# Dell Laptop and Netgear Router not getting internet connection



## bamaturf (Oct 29, 2011)

I have a Dell Inspiron 6000 laptop and Netgear WGR614v6 that connect wirelessly, however I cannot connect to the internet. I can however connect the laptop to other wireless connections with no problem (ie McDonalds), and can connect other laptops to the router with no problems (ie company laptop). Is this a IP problem or something else? Thanks!


----------



## Old Rich (May 31, 2007)

and welcome to the Forum

Lets take a peek at your environment:

First:

Power Cycle everything . . Turn off the Modem, router and all pc's . . turn on the Modem and wait a few minutes for the lights to stabilize . . then turn on the router, then one pc at a time. See if you connect to the internet.

Then:

Remove all the stored wireless network profiles and search for the network again.

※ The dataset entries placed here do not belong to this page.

PR #1983, opened 2015-12-06
Update digests openssl to Version 1.0.2e

roterBulle:
OpenSSL Version has changed to 1.0.2e so Makefile and digests had to be updated to work correctly


Diaoul:
Please make 1 PR with code + digest changes.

How to Remove Stored Wireless Network Profiles for XP, Vista, and Windows 7

Then: check your browser's settings, remove any proxy settings if foundhere's how.

Then:

with the pc connected to the router, Click on *Start* . . *Run* . . type *CMD* 

At the > prompt type type the following command: *IPCONFIG /ALL*


Note that there is a space before the /ALL, but there is NOT a space after the / in the following command.

Right click in the command window and choose *Select All*, then hit *Enter*. Come back here and Paste the results in a message.

If you are on a machine with no network connection, use a floppy, USB disk, or a CD-RW disk to transfer a text file with the information to allow pasting it here.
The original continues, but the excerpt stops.